A research team led by faculty members at Wayne State University has found that communication between two key memory regions in the brain determines how what we experience becomes part of what we remember, and how As these regions mature, the precise ways in which they interact make us better at forming lasting memories.
The study, “Dissociable Oscillatory Theta Signatures from Memory Formation in the Developing Brain,” was published in the February 15 issue of Current biology.
According to the researchers, it has long been suspected that interactions between the medial temporal lobe (MTL) and the prefrontal cortex (PFC), two regions of the brain that play a key role in supporting memory formation, are responsible for the robust increase in memory. abilities between childhood and adulthood.
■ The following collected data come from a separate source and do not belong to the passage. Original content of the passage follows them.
PR #217, opened 2021-02-21
feat: use make-fetch-happen instead of node-fetch

ivarconr:
In respect to some network issues discovered with node-fetch, where it does not automatically do reties for common network errors I have switched out node-fetch in favor of [make-fetch-happen](https://github.com/npm/make-fetch-happen)

I also played with the [got](https://www.npmjs.com/package/got) http client. The benefit of got is that it also support http2 and seems to be even more used in the wild. Switching to got will require us to to a larger rewrite and probably some more testing and verification.

### DIFF
--- a/package.json
+++ b/package.json
@@ -29,6 +29,7 @@
   "homepage": "https://github.com/Unleash/unleash-client-node",
   "dependencies": {
     "ip": "^1.1.5",
+    "make-fetch-happen": "^8.0.14",
     "murmurhash3js": "^3.0.1",
     "node-fetch": "^2.6.1"
   },
@@ -43,9 +44,9 @@
   "devDependencies": {
     "@ava/babel": "^1.0.1",
     "@types/ip": "^1.1.0",
+    "@types/make-fetch-happen": "8.0.1",
     "@types/murmurhash3js": "^3.0.2",
     "@types/node": "^14.0.1",
-    "@types/node-fetch": "^2.5.8",
     "@typescript-eslint/eslint-plugin": "^4.14.2",
     "@unleash/client-specification": "^3.3.1",
     "ava": "^3.15.0",
--- a/package.json
+++ b/package.json
@@ -30,8 +30,7 @@
   "dependencies": {
     "ip": "^1.1.5",
     "make-fetch-happen": "^8.0.14",
-    "murmurhash3js": "^3.0.1",
-    "node-fetch": "^2.6.1"
+    "murmurhash3js": "^3.0.1"
   },
   "engines": {
     "node": ">=10",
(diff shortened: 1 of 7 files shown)


chriswk (approved):
Seems good. Is the change of streams implementation (node core -> minipass) something we'd need to worry about?

FredrikOseberg (approved):
LGTM

package.json
```diff
@@ -29,6 +29,7 @@
   "homepage": "https://github.com/Unleash/unleash-client-node",
   "dependencies": {
     "ip": "^1.1.5",
+    "make-fetch-happen": "^8.0.14",
     "murmurhash3js": "^3.0.1",
     "node-fetch": "^2.6.1"
```
SimenB, line 34: is this still used?

test/unleash.network.retries.test.js
```diff
@@ -0,0 +1,39 @@
...
+  t.plan(1);
+
+  let calls = 0;
+  const server = createServer((req, res) => {
+    calls ++;
+    res.writeHead(408);
+    res.end();
+  });
+
+  server.listen(async () => {
```
SimenB, line 15:
```suggestion
  server.listen(() => {
```

test/unleash.network.retries.test.js
```diff
@@ -0,0 +1,39 @@
+import test from 'ava';
+import { createServer } from 'http';
+import { Unleash } from '../lib/unleash';
+
+test.cb('should retry on error', (t) => {
+  t.plan(1);
+
+  let calls = 0;
+  const server = createServer((req, res) => {
+    calls ++;
```
SimenB, line 10:
```suggestion
    calls++;
```

weird space, might just be me 😀

test/unleash.network.test.js
```diff
@@ -20,6 +18,7 @@ test.cb('should emit network errors', (t) => {
   });
 
   unleash.on('error', (e) => {
+    // console.log(e);
```
SimenB, line 21:
```suggestion
```

SimenB (approved):

package.json
ivarconr: no, will remove :+1:

src/request.ts
```diff
@@ -44,23 +44,24 @@ export const buildHeaders = (
...
+    head['If-None-Match'] = etag;
   }
   if (contentType) {
-    head.append('Content-Type', contentType);
+    head['Content-Type'] = contentType;
   }
   if (custom) {
-    Object.keys(custom).forEach((k) => head.append(k, custom[k]));
+    // eslint-disable-next-line no-return-assign
+    Object.keys(custom).forEach((k) => (head[k] = custom[k]));
```
SimenB, line 64:
```suggestion
    Object.assign(head, custom);
```

I think that'll work

PR #220, opened 2021-04-07
Normalized stickiness case to work properly with Gitlab

Darwex:
Gitlab send stickiness for strategies un uppercase, this small PR normalizes the name and makes it work with Unleash integrated in gitlab.


ivarconr:
Hi, thanks for reporting this. This sounds like a bug on the GitLab side of things, where they do not comply with the protocol. 

Just lower-casing it will work for the default and random case. But what about:
-  custom stickiness factors? 
- should all SDKs do this?

What about stickiness for variants? 

Could we reach out to GitLab and see if they can comply to the specifications instead?

glensc:
Did anyone manage to contact GitLab in this matter? perhaps link their issue or merge request?

Issue #226, opened 2021-05-20
add support for Repository.prototype.fetch to be able to receive request parameters


Albertobar94:
I had an issue with ca certificates since I am working with a custom ca from the company who I work for. Unfortunately, I have to modify the libraries code because I do not have an option include a custom certificate in the request to initialize unleash client... so basically in the post request using Repository.prototype.fetch the option to add ca would make it for this bug.

Albertobar94:
in the request.js file
var httpsAgent = new https.Agent({
    keepAlive: true,
    keepAliveMsecs: 30 * 1000,
    timeout: 10 * 1000,
    ca: <Value to receive>,
});

ivarconr:
We could potentially add support for custom SSL certificates. 

I wonder though, would it be possible to use the node option [NODE_EXTRA_CA_CERTS](https://nodejs.org/api/cli.html#cli_node_extra_ca_certs_file) to extend with your custom certificates as trusted by your application? I think this approach should work out of the box without changing the SDK.

Albertobar94:
I could not make it work setting the environment at the first launch with that since my Mac is using the Company's CN... so to make it easier I saw I could use a custom ca in that setting.. or even a 'rejectUnauthorized: false' and still have a secure environment since the connection making me problem is becauase of a SELF_SINGED_CERTIFICATE_IN_CHAIN and we use this library at work... maybe I can help out with a PR?

ivarconr:
> maybe I can help out with a PR

Yes please 👍

austinmehmet:
@ivarconr @Albertobar94 - Any update on this?

I tried providing the `NODE_EXTRA_CA_CERTS` env var and it doesn't seem to do anything with Unleash. I have to already set this var for connection to my company's internal APIs and it works for that. 

Being able to set `rejectUnauthorized` to false for localhost would be helpful

ivarconr:
I kind of lost track of this as I expected a PR for this. Would you be up for that @austinmehmet? If not I will try to schedule it for next week.

austinmehmet:
@ivarconr I can see if I can try and carve out some time to put up a PR.

ivarconr:
Thanks @austinmehmet

austinmehmet:
Whats weird is that I ran into a different SSL issue and tried doing 

`require('https').globalAgent.options.ca = require('fs').readFileSync('my/companies/certs.crt')`

[...]

PR #229, opened 2021-07-02
Add Support for Passing an HTTP Arguments Option for rejectUnauthorized

austinmehmet:
For #226  

Add ability to pass in an `HttpOptions` object with, as of now, only one field `rejectUnauthorized` to help with custom ca certs. The object was created if in the future other options need to be passed in such as an actual ca cert file, custom headers, proxy settings, etc.


austinmehmet:
@ivarconr - mind taking a look?

chriswk (approved):
This looks good to me, I'm missing a test though, though I'm inclined to ignore it since I'm not sure what you'd test.

Thank you

ivarconr (approved):
lgtm 👍🏼

PR #339, opened 2022-06-15
Use fallback value if not initialised

### LINKED ISSUE #338: FallbackValue not used if instance not initialised
### Describe the bug

In https://github.com/Unleash/unleash-client-node/pull/13 support for `fallbackValue` was introduced. But the fallback is only returned if there is an [Unleash instance](https://github.com/Unleash/unleash-client-node/blob/main/src/index.ts#L32). If `initialize` (or `startUnleashed`) is not called, the fallback value is ignored and returns always `false`.

I would use this for local development. We don’t want to initialise Unleash so we are independent from the current flags on the server. Instead the defined default should be used when running locally or in a local docker container.

* call `isEnabled` without calling `initialize` before.

**Example:**
```typescript
if (config.instanceId) {
    await startUnleash(config);
}
const featureIsEnabled = isEnabled("my-feature", {}, true);
```

If `config.instanceId` is not set, `featureIsEnabled` will be `false` ignoring the fallback `true`

### Expected behavior

Should use the fallbackValue, if instance is not initialised.

### Logs, error output, etc.

_No response_

### Screenshots

_No response_

### Additional context

_No response_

To understand the nature of these interactions, they examined rare electrocorticographic (ECoG) data recorded simultaneously from MTLs and PFCs in child and adult neurosurgical patients who were attempting to memorize scene images. With these unique data, the researchers examined how MTL-PFC interactions support memory development.
“We started by identifying two distinct brain signals – oscillations that can be thought of as fluctuations in coordinated electrical brain activity, both in theta frequency, a slower theta (~3 Hz) and a higher fast (~7 Hz) – that underlie memory formation in MTL. We then continued to isolate the unique effects that these fast and slow theta oscillations play in MTL-PFC interactions,” said Noa Ofen, Ph.D., an associate professor of psychology in the College of Liberal Arts and Sciences and a faculty member of the Institute of Gerontology, the Merrill Palmer Skillman Institute, and the Translational Neuroscience Program at Wayne State. both oscillations emphasized MTL-PFC interactions, but in unique and complementary ways, and we were excited to also find that these distinct signatures of interactions between memory regions dictai ent if a memory was successfully formed.”
The team then asked whether these signatures of MTL-PFC interactions directly explained better memory in older people compared to younger people, and indeed they found that MTL-PFC interactions immediately preceding the onset of the stage differentiate high-performing adolescents from low-performing adolescents and children, showing direct relationships with memory development.
Another finding from the study is that there appear to be age differences in fast and slow theta oscillations – the slow theta frequency slows down with age and the fast rate quickens. This is a critical new finding that has potentially broad implications for understanding brain development and understanding age-related differences in recognition performance.
Curious about the underlying anatomical infrastructure that gives rise to the interactions that support memory, the team paired their findings with diffusion-weighted MRI data from a subset of subjects. They found that the neurophysiological signatures of memory development were linked to the structural maturation of a specific white matter tract – the cingulum.
“Putting the pieces together, this research reveals that key regions of memory interact via two increasingly dissociable mechanisms as memory improves with age,” said Elizabeth Johnson, Ph.D., professor Associate of Medical Social Sciences and Pediatrics at Northwestern University.
“The results suggest that the development of memory is rooted in the development of the brain’s ability to multitask – here, coordinating distinct slow and fast theta networks along the same tract. This tells us something fundamental about the how memory becomes what it is.”
The study’s lead authors are Elizabeth L. Johnson, Ph.D., former Wayne State postdoctoral fellow and assistant professor of medical social sciences and pediatrics at Northwestern University and Noa Ofen, Ph.D., professor Fellow in Psychology and Faculty Member of the Institute of Gerontology, Merrill Palmer Skillman Institute, and Translational Neuroscience Program, Wayne State University. Other co-authors are Wayne State University graduate students Qin Yin and Nolan O’Hara; Dr. Lingfei Tang, postdoctoral student at Wayne State University; and Dr. Eishi Asano and Dr. Justin Jeong, Departments of Pediatrics and Neurology, Wayne State University School of Medicine and Michigan Children’s Hospital.
This research was supported by grants from the National Institutes of Health (NIMH R01MH107512, NINDS R00NS115918, NINDS R01NS64033, and NINDS R01089659.